Today the European elections have lost their appeal on Italians, who were capable to shock the entire continent just through this democratic exercise. There was a moment in history where Italians decided to be in the core of all geopolitical games, and that was in 1984. The voters of the Italian peninsula were called to renovate the European Parliament, as well as all the citizens living in all ten member states of what at that time still was the European Economic Community. The outcome was without precedent: for the first time in its post-war history the Italian Communist Party (PCI) surged as the first political force.

More than 11.6 million of people, representing 33.3% of the Italians who went to vote, chose PCI. Christian Democracy (DC), the centrist Catholic-inspired party in power since the beginning of the republican era, lost his supremacy. This wasn’t a weird phenomenon in democracy. To the contrary, alternation among different forces is one the basic principle of this political system. But in times of cold war, with Europe and the world split in two different areas of influence, and with Italy at the border of the blocs, PCI’s victory rang for certain powers an alarm bell, inside and outside the country.

The Italian Communist Party was one of the most powerful ‘red’ political organizations out of the Soviet influence zone. It was the second major political party in Italy, where it constantly challenged DC for power. Ties between Italians and Soviets communists were so strong that in 1964 the USSR authorities had turned the name of the town Stavropol-on-Volga to Tolyatti, as a tribute paid by the PCUS to Palmiro Togliatti, the longest-serving secretary of PCI. This close relation between PCI and PCUS was of course a reason of concern, although in the meanwhile the Prague spring led all communist force in Europe, including the Italian one, to work for a new kind of model, the one of Eurocommunism, based on the assumption of acting within a democratic framework.

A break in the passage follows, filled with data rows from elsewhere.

PR #647, opened 2022-08-11
Add support for bugsnag error reporting

miles-grant-ibigroup:
This PR adds a new configuration option to add a bugsnag api key. If the key is added, a listener is added to the root component, and errors/crashes are reported to bugsnag. If no key is specified, nothing happens (no errors are thrown)

### DIFF
--- a/example-config.yml
+++ b/example-config.yml
@@ -4,6 +4,10 @@ api:
   port: 8001
 # v2: false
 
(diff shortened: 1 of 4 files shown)


daniel-heppner-ibigroup (approved):
LGTM

binh-dam-ibigroup (approved):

In Italy this new course resulted in the so-called “Historic Compromise”, an unprecedented alliance between communists and Christian democrats established in the 70’s. When in 1984 the European elections took place, some DC supporters were still doubtful about the policy of their party despite that the “Historic Compromise” was already over. Some people didn’t go to vote, and abstentionism rewarded communists. The voter turnout was 82.47%, down by 2.91% compared to the 1979 elections. PCI got 33.33% of votes, DC 32.96%

“PCI won” (front page of the communist newspaper l’Unità, 1984)

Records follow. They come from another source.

PR #648, opened 2022-08-11
refactor: Remove redundant const URL_ROOT.

binh-dam-ibigroup:
`URL_ROOT` was redundant with `window.location.origin` so this PR uses that instead.

### DIFF
--- a/lib/util/constants.js
+++ b/lib/util/constants.js
@@ -23,10 +23,6 @@ export const CREATE_TRIP_PATH = `${TRIPS_PATH}/new`
 export const TERMS_OF_SERVICE_PATH = '/terms-of-service'
 export const TERMS_OF_STORAGE_PATH = '/terms-of-storage'
 
-// Gets the root URL, e.g. https://otp-instance.example.com:8080, computed once for all.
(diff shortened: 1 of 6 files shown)


lib/util/constants.js
```diff
@@ -23,10 +23,6 @@ export const CREATE_TRIP_PATH = `${TRIPS_PATH}/new`
 export const TERMS_OF_SERVICE_PATH = '/terms-of-service'
 export const TERMS_OF_STORAGE_PATH = '/terms-of-storage'
 
-// Gets the root URL, e.g. https://otp-instance.example.com:8080, computed once for all.
-// TODO: support root URLs that involve paths or subfolders, as in https://otp-ui.example.com/path-to-ui/
```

What happened in 1984 didn’t remain unobserved. CIA declassified documents show how the Americans were worried about the political developments in Italy, and how the United States were constantly keeping both eyes open on the country. Of course, these documents must be read in the light of the Iron Curtain period.

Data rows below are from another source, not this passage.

PR #660, opened 2022-09-09
Itinerary Merging Improvements

miles-grant-ibigroup:
This PR allows users to click through all alternate times and see exactly which routes are involved and see if there are any minute differences.


lib/components/narrative/narrative-itineraries.js
```diff
@@ -233,17 +236,21 @@ class NarrativeItineraries extends Component {
       // If no duplicate, push full itinerary to output
       if (duplicateIndex === -1) {
         updatedItineraries.push(updatedItinerary)
-      } else {
+        // Only process itineraries less than 24 hours in the future
+      } else if (
+        updatedItinerary.startTime <
+        // 24 hours in milliseconds
+        Date.now() + 24 * 60 * 60 * 1000
```
daniel-heppner-ibigroup, line 243: This won't work well if we're using the website in a time zone other than the time zone of the agency. Do we have easy access to the agency's timezone somehow that we could use with Datefns to do this properly?

lib/components/narrative/narrative-itineraries.js
```diff
@@ -233,17 +236,21 @@ class NarrativeItineraries extends Component {
       // If no duplicate, push full itinerary to output
       if (duplicateIndex === -1) {
         updatedItineraries.push(updatedItinerary)
-      } else {
+        // Only process itineraries less than 24 hours in the future
```
daniel-heppner-ibigroup, line 239: put this comment in the if block that it pertains to

lib/components/narrative/narrative-itineraries.js
```diff
@@ -178,12 +179,14 @@ class NarrativeItineraries extends Component {
...
         active={active}
+        activeItineraryTimeIndex={activeItineraryTimeIndex}
         activeLeg={activeLeg}
         activeStep={activeStep}
         expanded={showDetails}
         index={itinerary.index}
         itinerary={itinerary}
-        key={itinerary.index}
+        // Ensure we update if either index changes
+        key={(activeItineraryTimeIndex + 1) * (itinerary.index + 1)}
```
daniel-heppner-ibigroup, line 189: Are these guaranteed to always be unique? Index a=1, b=0 and index a=0,b=1 produce the same key value with this code.

How about a template literal like `${activeItineraryTimeIndex} ${itinerary.index}`
Or you could multiply one by 100 and then add them, since I doubt either index will ever reach 100. 
Or use a binary left shift `<< 8` on one and then binary or them. IDK if that is more efficient in Javascript.

daniel-heppner-ibigroup (approved):
Approving because I don't think I need to look at this again after you resolve my comments.

However, I noticed in testing that sometimes there can be multiple itineraries that have the same transit times but different walking directions. At least, I think that's the difference between them because the map doesn't update. Could we update the map with the selected itinerary?

lib/components/narrative/narrative-itineraries.js
miles-grant-ibigroup: Good call! Luckily the leg provides a `agencyTimeZoneOffset` which we can combine with `new Date().getTimezoneOffset()` to ensure we're doing all time math in UTC!

lib/components/narrative/narrative-itineraries.js
miles-grant-ibigroup: I love the binary operator! Thanks for that suggestion works great and avoids these strange edge cases!

miles-grant-ibigroup:
Based on how the itinerary merging works it shouldn't be possible to get different walking legs... Which is why we don't store the geometry of the extra times!

Please send me some examples of differing walking legs offline if you still have them! That sounds like a bug that needs fixing (those itineraries should not be merged)

miles-grant-ibigroup:
Assigning back to myself to add batch UI support

miles-grant-ibigroup:
Assigning back to binh. Support can be achieved with configuration changes only

lib/components/narrative/metro/metro-itinerary.tsx
```diff
@@ -55,8 +56,25 @@ const DepartureTimes = styled.span`
...
   width: 100%;
 
-  .first {
+  .active {
     color: #090909ee;
+    cursor: auto;
+  }
+
+  button:not(.active) {
+    text-decoration: underline;
```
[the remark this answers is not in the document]
miles-grant-ibigroup: I worry that this may make the feature less discoverable, but I do like how much cleaner it looks!

lib/components/narrative/metro/metro-itinerary.tsx
```diff
@@ -55,8 +56,25 @@ const DepartureTimes = styled.span`
...
+  }
+  button:not(.active):hover {
+    color: #090909ef;
+  }
+
+  button {
+    background: none;
+    transition: all 0.05s ease-out;
```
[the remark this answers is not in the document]
miles-grant-ibigroup: It looks very janky without the transition. I've lengthened it to .1s

lib/actions/narrative.js
```diff
@@ -13,6 +15,9 @@ export function setActiveItinerary(payload) {
     const urlParams = coreUtils.query.getUrlParams()
     urlParams.ui_activeItinerary = payload.index
     dispatch(setUrlSearch(urlParams))
+
+    // If the itinerary is reset, do not select any time
+    if (payload?.index === -1) dispatch(setActiveItineraryTime(null))
```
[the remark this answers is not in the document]
miles-grant-ibigroup: It doesn't matter initially as the user won't have been able to select an alternate time yet.

lib/components/narrative/line-itin/connected-itinerary-body.js
```diff
@@ -74,6 +80,20 @@ class ConnectedItineraryBody extends Component {
...
+    if (activeItineraryTimeIndex !== undefined) {
+      const activeTime = itinerary.allStartTimes?.[activeItineraryTimeIndex]
+      if (activeTime) {
+        if (activeTime.legs) clonedItinerary.legs = activeTime.legs
+        clonedItinerary.startTime = getFirstLegStartTime(activeTime.legs)
+        clonedItinerary.endTime = getLastLegEndTime(activeTime.legs)
+      }
+      clonedItinerary.allStartTimes = null
+    }
+
```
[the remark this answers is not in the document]
miles-grant-ibigroup: Are we expecting to use this code elsewhere? Doing this feels like adding a layer of complexity where it is not needed.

The lesson to be learned by the 1984 is thus the importance of participation. Voting counts, not voting matters even more. Italians unfortunately didn’t the lesson. As from the 1984 the voter turnout has been decreasing constantly. It was 81.07% in 1989, 73.60% in 1994, 69.73% in 1999, 71.72% in 2004, 65.05% in 2009 and 57.20% in 2014.

The last figures illustrate how Italians have lost their interest in the European elections, making abstentionism their first choice. The primary challenge for the country is to recreate an interest for the EU project. A fair debate and an adequate electoral campaign by all sides is key to stimulate the over 51 million of people who have the possibility of express their opinion and say what kind of Europe they would like to have.

In a certain way, the basic problem for Italians remains. In 1984 like in 2019, for most of the people the real question is: whom to vote for? A tricky question in times of cold war.  Right so in times of fake news.